EXERCISE INSTRUCTIONS —
Report, word for word, every line of the material that contains "utils".

DATA UNDER STUDY —
PR #170, opened 2023-01-03
Set set_active_block_number function for testing purpose unavailable for runtime

cr4pt0:
Set `set_active_block_number` function for testing purpose unavailable for runtime

### DIFF
--- a/pallets/security/src/lib.rs
+++ b/pallets/security/src/lib.rs
@@ -308,9 +308,7 @@ impl<T: Config> Pallet<T> {
 	}
 
 	/// for testing purposes only!
-	/// Std is never enabled in the Runtime.
-	/// This function can only be called from testing but not from the pallet itself:
-	#[cfg(feature = "std")]
+	#[cfg(feature = "testing-utils")]
 	pub fn set_active_block_number(n: T::BlockNumber) {
 		ActiveBlockCount::<T>::set(n);
 	}
--- a/pallets/security/src/lib.rs
+++ b/pallets/security/src/lib.rs
@@ -308,6 +308,9 @@ impl<T: Config> Pallet<T> {
 	}
 
 	/// for testing purposes only!
+	/// Std is never enabled in the Runtime.
+	/// This function can only be called from testing but not from the pallet itself:
+	#[cfg(feature = "std")]
 	pub fn set_active_block_number(n: T::BlockNumber) {
 		ActiveBlockCount::<T>::set(n);
 	}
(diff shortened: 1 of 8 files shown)


pallets/security/src/lib.rs
```diff
@@ -308,6 +308,9 @@ impl<T: Config> Pallet<T> {
 	}
 
 	/// for testing purposes only!
+	/// Std is never enabled in the Runtime.
+	/// This function can only be called from testing but not from the pallet itself:
+	#[cfg(feature = "std")]
```
ebma, line 313: Can we use `#[cfg(test)]` instead or does this not work for some reason?

cr4pt0: I tried. No. We can't.

cr4pt0: It does not work because when you use `#[cfg(test)]` this code will not include to binary and other packages can't reach this function.

cr4pt0: you can restrict it to testing, which only works from the **same crate** since the
'test' feature **does not propagate** to dependencies:
```
#[cfg(test)]
pub fn some_fn(n: T::BlockNumber) {
    SomeStorage::<T>::set(n);
}
```

but other packages use this function. so we can't use `#[cfg(test)]` in current case
@ebma

ebma: Okay got it. But can we use the 'testing-utils' feature for this then, like we do in other crates, eg stellar-relay? In stellar-relay some helper functions that are also used in other crates [are exposed](https://github.com/pendulum-chain/spacewalk/blob/debc953b78986c011ca55b265c808e97db61655b/pallets/stellar-relay/src/lib.rs#L19-L20) when the 'testing-utils' feature is imported, maybe we can do something similar here. 

I am sure your approach with `std` also works, but it seems a bit hacky and I think we can do better by using another feature.

cr4pt0: Wow! Amazing! You are right. 
Thank you so much. I changed it. 
use `#[cfg(feature = "testing-utils")]` instead of `#[cfg(feature = "std")]`
Ready for merge.
@ebma

ebma:
Thanks for changing it @cr4pt0, looks great now. Can you check if compiling the node with 
```
cargo build --package spacewalk-standalone --release --features runtime-benchmarks
```
still works? Just to be sure that there are no conflicts with dependencies somehow. I'll approve it once you tested that

cr4pt0:
> spacewalk-standalone

@ebma you are right. 
Fixed. Now it compiling the node with
`cargo build --package spacewalk-standalone --release --features runtime-benchmarks`

ebma:
Okay great. From my experience we should always run 
```
cargo build --package spacewalk-standalone --release --features runtime-benchmarks
```
after changing something about the pallets. This seems to catch many issues if there are any. I'll approve it then.

ebma (approved):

RESULT OF THE TASK —
+	#[cfg(feature = "testing-utils")]
ebma: Okay got it. But can we use the 'testing-utils' feature for this then, like we do in other crates, eg stellar-relay? In stellar-relay some helper functions that are also used in other crates [are exposed](https://github.com/pendulum-chain/spacewalk/blob/debc953b78986c011ca55b265c808e97db61655b/pallets/stellar-relay/src/lib.rs#L19-L20) when the 'testing-utils' feature is imported, maybe we can do something similar here. 
use `#[cfg(feature = "testing-utils")]` instead of `#[cfg(feature = "std")]`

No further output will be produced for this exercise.